4. Was passiert mit den Domains, wenn der NS mal nicht erreichbar sein sollte. Habe von meinen Domaindealer gehoert, dass die Domains dann die registrierung verlieren.

Stimmt das wirklich? Weil dann koennten ja meine potenziellen Kunden Ersatzansprueche wg. einem moeglichen Verlust der Domain gegen mich geltend machen wollen?

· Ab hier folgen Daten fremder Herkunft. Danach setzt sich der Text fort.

Issue #760, opened 2019-05-11
Use disguised="1" in gir files


EPashkin:
Before we don't use disguised flag because it was in many wrong places
```
        // Currently g-ir-scanner is too eager to mark all typedef to non-complete
        // types as disguised, so we limit this behaviour to the two most common cases.
        // https://gitlab.gnome.org/GNOME/gobject-introspection/issues/101
        let disguised = c_type == "GdkAtom" || c_type == "GIConv";
```
Seems problem fixed now and we can start of using this flag.

I created this PR as linking place for all related PRs,
please don't merge its until we decide that all is good.

cc @GuillaumeGomez, @sdroege

GuillaumeGomez:
Good finding. That's great if we can fix this bug!

EPashkin:
Last only sourceview with StyleExt removed and pangocairo with change usage of pango::*,
I will add it after we decide that to do.

EPashkin:
Not sys changes because new detection for final types:
disguised type is final if it don't have children

EPashkin:
@GuillaumeGomez, @sdroege, @antoyo 
All related PR is done.
Builders added to gtk, gio, for others I don't see good candidates.
Half PR passed CI (as always gtk has one error in apveyor).

EPashkin:
All related PR merged, so I close this

PR #762, opened 2019-05-11
Use disguised in final types check

EPashkin:
Part of https://github.com/gtk-rs/gir/issues/760

Removes traits from more types

Instead `klass.c_class_type` is `klass.type_struct` now used because it allow to get type from library.

cc @GuillaumeGomez, @sdroege

### DIFF
--- a/src/codegen/sys/tests.rs
+++ b/src/codegen/sys/tests.rs
@@ -3,7 +3,7 @@ use crate::{
     codegen::general,
     env::Env,
     file_saver::save_to_file,
-    library::{Bitfield, Enumeration, Type, MAIN_NAMESPACE},
+    library::{self, Bitfield, Enumeration, Namespace, Type, MAIN_NAMESPACE},
 };
 use log::info;
 use std::{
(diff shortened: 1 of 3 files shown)


src/codegen/sys/tests.rs
```diff
@@ -99,6 +81,27 @@ fn prepare_ctypes(env: &Env) -> Vec<CType> {
...
+    let full_name = format!("{}.{}", ns.name, t.get_name());
+    if env.type_status_sys(&full_name).ignored() {
+        return None;
+    }
+    let name = match t.get_glib_name() {
+        None => return None,
+        Some(name) => name,
+    };
+    if is_name_made_up(name) {
+                    return None;
```
GuillaumeGomez: Weird indent.

src/codegen/sys/tests.rs
```diff
@@ -64,33 +64,15 @@ fn prepare_ctypes(env: &Env) -> Vec<CType> {
...
-                }
-                let cfg_condition = env.config.objects.get(&full_name).and_then(|obj| {
-                    obj.cfg_condition.clone()
-                });
-                Some(CType {
-                    name: name.to_owned(),
-                    cfg_condition,
-                })
-            },
+                => prepare_ctype(env, ns, t),
```
GuillaumeGomez: Why going to next line?

GuillaumeGomez:
Seems good to me. But I might have miss something so let's wait for @sdroege review. :)

sdroege:
The results look fine to me

EPashkin:
IMHO we need decide about edition-2018,
then this PR and GuillaumeGomez's will need be rebased and reformated anyway.

sdroege:
IMHO we should move everything to 2018. gir, its output and the manual code in the other crates.

GuillaumeGomez:
Yes, but not right now. Let's first merge all pending PRs so we have a "clean" state to start working on.

EPashkin:
Problem that #759 already added and make loot changes,
Asking to make these changes again IMHO is too much.

GuillaumeGomez:
#759 is literally just a re-run of `cargo fmt` (unless I'm missing something?). Therefore, it's way easier to update rather than updating the pending PRs.

sdroege:
> #759 is literally just a re-run of `cargo fmt` (unless I'm missing something?). Therefore, it's way easier to update rather than updating the pending PRs.

It also updates to 2018.

GuillaumeGomez:
Ah. Then we have a problem because like I already said, updating pending PRs would be a nightmare. So we have the current choice:

 * Update to 2018 and rewriting the pending PRs (let's be honest, rebasing won't work)
 * Merge the pending PRs and rebase/rework this work.

I obviously prefer the second option but what do you think @EPashkin, @sdroege?

EPashkin:
I for first.

sdroege:
Either way seems fine to me. It shouldn't be too hard to update the 2018 PR. One part is "cargo fmt", the other is manually updating everything for 2018. The second part should be easy to merge, the first part can be automatically redone.

sdroege:
We should just get the 2018 PR in really soon. Let's put tomorrow early afternoon as deadline, every other PR that is not ready before then will have to be rebased on top of that.

PR #764, opened 2019-05-14
Fix builders

EPashkin:
Part of #763
Makes minor fixes after #757

cc @antoyo

PR #767, opened 2019-05-15
Builder setters accept references

### LINKED ISSUE #763: Builder generation configuration
#757 added possibility to generate object builder if it added to Gir.toml
```toml
generate_builders = [
    "Gtk.WindowBuilder",
]
```
I don't like this configuration method because it add new items to `GObjects`,
and its names theoretically can conflict with real objects.

I prefer this way
```
[[object]]
name = "Gtk.Window"
status = "generate"
generate_builder = true
```

@GuillaumeGomez, @sdroege , @antoyo  What you think about this?

PS. ~Current version also cause warning due misnaming~
```
warning: variant `Generate_Builders` should have an upper camel case name
  --> src\config\gobjects.rs:23:5
   |
23 |     Generate_Builders,
   |     ^^^^^^^^^^^^^^^^^ help: convert the identifier to upper camel case: `GenerateBuilders`
   |
   = note: #[warn(non_camel_case_types)] on by default
```

PPS. Not related to this issue, but GStatus.Comment also not used

EPashkin:
Close #763
Makes minor fixes after #757, #764

```diff
+++ b/src/auto/about_dialog.rs
@@ -505,8 +505,8 @@ impl AboutDialogBuilder {
         self
     }
 
-    pub fn logo(mut self, logo: gdk_pixbuf::Pixbuf) -> Self {
-        self.logo = Some(logo);
+    pub fn logo(mut self, logo: &gdk_pixbuf::Pixbuf) -> Self {
+        self.logo = Some(logo.clone());
         self
     }
```
Only changes classes parameters, vector functions remain unchanged
```rust
    pub fn artists(mut self, artists: Vec<String>) -> Self {
        self.artists = Some(artists);
        self
    }
```

cc @GuillaumeGomez , @sdroege , @antoyo

### DIFF
--- a/src/codegen/object.rs
+++ b/src/codegen/object.rs
@@ -1,10 +1,14 @@
 use super::{child_properties, function, general, properties, signal, trait_impls, trampoline};
 use crate::{
-    analysis::{self, rust_type::rust_type},
+    analysis::{
+        self,
+        rust_type::{rust_type, rust_type_full},
+    },
     case::CaseExt,
     codegen::general::{version_condition, version_condition_string},
     env::Env,
     library, nameutil,
+    traits::IntoString,
 };
 use std::io::{Result, Write};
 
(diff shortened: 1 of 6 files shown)


src/codegen/object.rs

5. Wie realisiere ich einen NS am Besten?


----------



## Dr Dau (27. Oktober 2007)

Hallo!

Viel kann ich Dir nicht sagen.....
Zu 1: sollte theoretisch machbar sein, dann würde ich aber den sekundären NS (NS2) auf dem Webserver laufen lassen.
Zu 2: wenn ich mich recht erinnere, sind 2 NS das Minimum.
Ich meine auch dass jeder NS eine eigenständige Internetanbindung haben muss (Ausfallsicherheit).

Eine USV, am besten in Verbindung mit einem Notstromaggregat, sollte auch nicht fehlen..... zumindest dann wenn die NS am gleichen Standort stehen (bei uns hat vor nicht als zu langer Zeit ein Bagger ein Hauptstromkabel gekappt, da stand die ganze Siedlung für mehrere Stunden im dunkeln  ).

Kleinere Betreiber tun sich oft mit anderen Betreibern aus Kostengründen zusammen (alternativer Standort für den/die "Ersatz"-NS (NS2, NS3, NS4 usw.)).

Gruss Dr Dau


----------



## exitboy (27. Oktober 2007)

hehe, genau wg. den zwei Nameservern war ich mir unsicher. Meines Erachtens nach, muessen ganz klar, einmal der Server und ein externer Nameserver (koennen ueber eine Leitung laufen, waere jedoch nicht besonders clever) vorhanden sein. Danke Dir erstmal. Reicht mir schon diese Bestaetigung, als Antwort.


----------